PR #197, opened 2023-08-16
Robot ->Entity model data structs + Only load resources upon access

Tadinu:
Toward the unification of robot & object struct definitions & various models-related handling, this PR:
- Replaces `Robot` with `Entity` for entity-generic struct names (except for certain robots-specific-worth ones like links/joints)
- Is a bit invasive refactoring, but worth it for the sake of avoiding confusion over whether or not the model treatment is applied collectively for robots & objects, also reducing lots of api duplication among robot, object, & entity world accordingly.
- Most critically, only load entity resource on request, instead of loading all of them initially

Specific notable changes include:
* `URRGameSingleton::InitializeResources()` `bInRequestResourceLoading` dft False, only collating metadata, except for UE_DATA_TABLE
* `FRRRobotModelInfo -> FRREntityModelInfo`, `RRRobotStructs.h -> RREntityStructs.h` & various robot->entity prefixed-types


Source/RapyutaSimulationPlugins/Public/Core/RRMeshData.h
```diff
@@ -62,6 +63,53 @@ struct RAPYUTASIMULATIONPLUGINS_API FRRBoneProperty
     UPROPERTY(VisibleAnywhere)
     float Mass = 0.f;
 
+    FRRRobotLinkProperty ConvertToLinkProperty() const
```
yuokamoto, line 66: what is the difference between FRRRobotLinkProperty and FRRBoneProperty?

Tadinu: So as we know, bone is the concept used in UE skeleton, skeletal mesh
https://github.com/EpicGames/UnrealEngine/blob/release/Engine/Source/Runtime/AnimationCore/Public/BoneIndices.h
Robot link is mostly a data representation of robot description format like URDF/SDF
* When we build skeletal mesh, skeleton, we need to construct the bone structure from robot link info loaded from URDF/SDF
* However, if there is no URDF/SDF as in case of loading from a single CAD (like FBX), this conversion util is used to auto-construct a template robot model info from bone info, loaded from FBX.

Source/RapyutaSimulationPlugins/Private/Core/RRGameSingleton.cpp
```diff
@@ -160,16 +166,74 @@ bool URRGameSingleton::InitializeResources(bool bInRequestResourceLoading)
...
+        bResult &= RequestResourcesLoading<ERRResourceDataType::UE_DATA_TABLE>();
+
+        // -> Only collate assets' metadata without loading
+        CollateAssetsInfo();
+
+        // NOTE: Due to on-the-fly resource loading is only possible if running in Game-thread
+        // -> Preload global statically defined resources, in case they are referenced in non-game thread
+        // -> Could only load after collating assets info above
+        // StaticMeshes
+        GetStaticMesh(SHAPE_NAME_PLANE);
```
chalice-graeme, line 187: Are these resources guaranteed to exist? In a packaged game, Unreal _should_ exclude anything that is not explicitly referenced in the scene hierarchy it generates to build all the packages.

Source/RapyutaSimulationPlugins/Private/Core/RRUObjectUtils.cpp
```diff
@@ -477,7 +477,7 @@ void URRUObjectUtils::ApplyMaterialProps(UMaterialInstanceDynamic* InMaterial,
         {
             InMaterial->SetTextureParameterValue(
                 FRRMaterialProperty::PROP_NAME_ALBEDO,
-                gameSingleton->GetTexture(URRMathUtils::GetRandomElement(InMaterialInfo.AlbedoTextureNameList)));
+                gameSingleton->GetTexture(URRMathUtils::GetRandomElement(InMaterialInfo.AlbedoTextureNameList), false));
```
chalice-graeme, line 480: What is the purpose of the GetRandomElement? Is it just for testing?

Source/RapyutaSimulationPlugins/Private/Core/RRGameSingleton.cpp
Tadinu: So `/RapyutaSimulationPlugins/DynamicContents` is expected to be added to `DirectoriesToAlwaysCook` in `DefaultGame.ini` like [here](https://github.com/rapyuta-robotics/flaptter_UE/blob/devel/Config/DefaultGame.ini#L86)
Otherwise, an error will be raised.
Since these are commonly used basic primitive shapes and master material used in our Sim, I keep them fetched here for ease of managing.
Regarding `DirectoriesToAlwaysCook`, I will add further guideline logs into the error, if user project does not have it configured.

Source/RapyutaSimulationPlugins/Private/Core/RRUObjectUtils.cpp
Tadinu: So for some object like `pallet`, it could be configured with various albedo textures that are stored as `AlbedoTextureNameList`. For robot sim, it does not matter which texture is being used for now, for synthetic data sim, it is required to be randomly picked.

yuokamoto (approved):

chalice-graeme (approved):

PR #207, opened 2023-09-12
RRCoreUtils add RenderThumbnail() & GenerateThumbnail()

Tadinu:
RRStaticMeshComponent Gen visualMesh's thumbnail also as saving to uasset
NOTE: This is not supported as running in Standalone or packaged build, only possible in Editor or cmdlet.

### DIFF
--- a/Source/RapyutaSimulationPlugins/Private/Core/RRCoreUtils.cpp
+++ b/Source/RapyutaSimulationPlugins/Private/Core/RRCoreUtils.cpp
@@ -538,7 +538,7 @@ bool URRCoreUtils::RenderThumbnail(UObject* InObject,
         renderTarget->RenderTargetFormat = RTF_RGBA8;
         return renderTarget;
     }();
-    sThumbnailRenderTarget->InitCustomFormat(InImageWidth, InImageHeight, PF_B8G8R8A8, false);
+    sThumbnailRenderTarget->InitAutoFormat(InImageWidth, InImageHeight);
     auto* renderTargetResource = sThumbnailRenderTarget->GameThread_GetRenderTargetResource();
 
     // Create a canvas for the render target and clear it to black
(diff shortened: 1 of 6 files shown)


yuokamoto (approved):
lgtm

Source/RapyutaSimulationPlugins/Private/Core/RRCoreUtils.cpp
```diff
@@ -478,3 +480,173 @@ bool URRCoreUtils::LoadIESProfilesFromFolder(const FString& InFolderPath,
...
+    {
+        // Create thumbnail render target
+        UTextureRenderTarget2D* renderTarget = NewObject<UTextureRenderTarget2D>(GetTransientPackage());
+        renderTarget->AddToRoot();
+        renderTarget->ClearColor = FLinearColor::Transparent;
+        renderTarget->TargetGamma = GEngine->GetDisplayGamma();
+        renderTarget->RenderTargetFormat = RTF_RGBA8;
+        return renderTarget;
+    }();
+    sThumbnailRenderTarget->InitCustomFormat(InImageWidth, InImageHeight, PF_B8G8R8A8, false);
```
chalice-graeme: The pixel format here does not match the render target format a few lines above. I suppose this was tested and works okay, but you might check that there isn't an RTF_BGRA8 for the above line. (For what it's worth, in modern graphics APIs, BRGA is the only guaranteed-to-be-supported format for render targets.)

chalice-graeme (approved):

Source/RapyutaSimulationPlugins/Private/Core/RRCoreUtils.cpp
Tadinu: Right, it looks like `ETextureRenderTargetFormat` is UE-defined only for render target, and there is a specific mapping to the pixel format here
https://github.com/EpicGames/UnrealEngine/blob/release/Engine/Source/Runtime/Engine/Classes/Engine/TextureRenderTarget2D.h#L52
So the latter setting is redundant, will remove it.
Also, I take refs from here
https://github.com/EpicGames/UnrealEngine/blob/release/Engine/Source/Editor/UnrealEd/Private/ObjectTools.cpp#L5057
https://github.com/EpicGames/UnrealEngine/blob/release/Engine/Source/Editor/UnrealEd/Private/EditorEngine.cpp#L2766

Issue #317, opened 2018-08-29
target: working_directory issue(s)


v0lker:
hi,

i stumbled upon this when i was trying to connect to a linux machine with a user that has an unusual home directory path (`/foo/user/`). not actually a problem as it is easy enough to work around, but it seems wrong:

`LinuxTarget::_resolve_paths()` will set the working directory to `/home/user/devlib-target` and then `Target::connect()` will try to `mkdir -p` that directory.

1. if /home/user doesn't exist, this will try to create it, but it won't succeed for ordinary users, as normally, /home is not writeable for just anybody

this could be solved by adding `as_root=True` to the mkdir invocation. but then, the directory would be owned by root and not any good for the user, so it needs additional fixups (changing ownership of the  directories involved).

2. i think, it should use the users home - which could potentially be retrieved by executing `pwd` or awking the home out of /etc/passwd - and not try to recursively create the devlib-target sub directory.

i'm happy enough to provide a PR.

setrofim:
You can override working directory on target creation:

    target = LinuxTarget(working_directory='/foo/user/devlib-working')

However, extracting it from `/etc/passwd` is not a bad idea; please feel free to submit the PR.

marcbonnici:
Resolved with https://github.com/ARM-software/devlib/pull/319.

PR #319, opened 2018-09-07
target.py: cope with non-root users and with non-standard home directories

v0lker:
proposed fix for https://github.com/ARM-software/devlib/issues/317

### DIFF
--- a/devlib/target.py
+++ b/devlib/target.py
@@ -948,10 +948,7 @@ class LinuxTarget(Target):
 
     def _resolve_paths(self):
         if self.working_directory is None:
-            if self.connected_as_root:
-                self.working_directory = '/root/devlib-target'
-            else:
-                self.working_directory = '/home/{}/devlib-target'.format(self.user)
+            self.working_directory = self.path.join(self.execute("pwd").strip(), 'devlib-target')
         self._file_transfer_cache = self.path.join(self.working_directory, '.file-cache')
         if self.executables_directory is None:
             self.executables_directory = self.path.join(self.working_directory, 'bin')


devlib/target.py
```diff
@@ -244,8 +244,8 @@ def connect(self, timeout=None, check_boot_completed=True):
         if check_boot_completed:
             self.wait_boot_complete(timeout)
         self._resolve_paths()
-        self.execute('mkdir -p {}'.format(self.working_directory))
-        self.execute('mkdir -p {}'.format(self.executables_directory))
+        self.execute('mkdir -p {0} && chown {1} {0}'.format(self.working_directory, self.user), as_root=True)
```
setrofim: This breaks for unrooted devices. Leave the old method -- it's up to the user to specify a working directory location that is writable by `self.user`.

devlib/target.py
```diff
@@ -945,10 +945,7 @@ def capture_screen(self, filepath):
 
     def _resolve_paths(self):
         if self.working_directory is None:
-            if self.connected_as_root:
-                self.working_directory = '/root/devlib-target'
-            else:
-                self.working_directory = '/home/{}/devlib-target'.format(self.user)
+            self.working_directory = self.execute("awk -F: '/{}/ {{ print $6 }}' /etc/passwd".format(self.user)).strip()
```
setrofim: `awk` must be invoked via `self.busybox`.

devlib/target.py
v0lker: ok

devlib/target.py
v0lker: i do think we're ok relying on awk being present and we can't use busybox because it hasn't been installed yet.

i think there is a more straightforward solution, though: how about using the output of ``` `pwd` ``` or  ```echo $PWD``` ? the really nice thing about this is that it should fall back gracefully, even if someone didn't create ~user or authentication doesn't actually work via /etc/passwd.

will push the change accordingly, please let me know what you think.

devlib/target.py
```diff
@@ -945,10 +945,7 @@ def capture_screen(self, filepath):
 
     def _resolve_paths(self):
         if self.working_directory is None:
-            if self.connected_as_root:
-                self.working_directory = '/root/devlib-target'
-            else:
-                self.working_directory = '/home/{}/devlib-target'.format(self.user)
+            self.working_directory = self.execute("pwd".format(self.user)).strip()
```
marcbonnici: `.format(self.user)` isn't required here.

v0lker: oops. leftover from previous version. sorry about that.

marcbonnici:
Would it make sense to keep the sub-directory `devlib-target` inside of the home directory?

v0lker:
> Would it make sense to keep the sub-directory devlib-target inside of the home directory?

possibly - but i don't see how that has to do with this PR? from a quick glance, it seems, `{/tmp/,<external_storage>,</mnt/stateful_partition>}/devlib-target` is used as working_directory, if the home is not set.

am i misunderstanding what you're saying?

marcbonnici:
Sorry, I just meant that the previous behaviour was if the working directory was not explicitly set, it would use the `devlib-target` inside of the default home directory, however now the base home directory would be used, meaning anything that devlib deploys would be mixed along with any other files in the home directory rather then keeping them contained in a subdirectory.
──────────
EXERCISE: Number of lines holding the word "collating" in the material: give this value and nothing more.

ANSWER TO THE EXERCISE: 2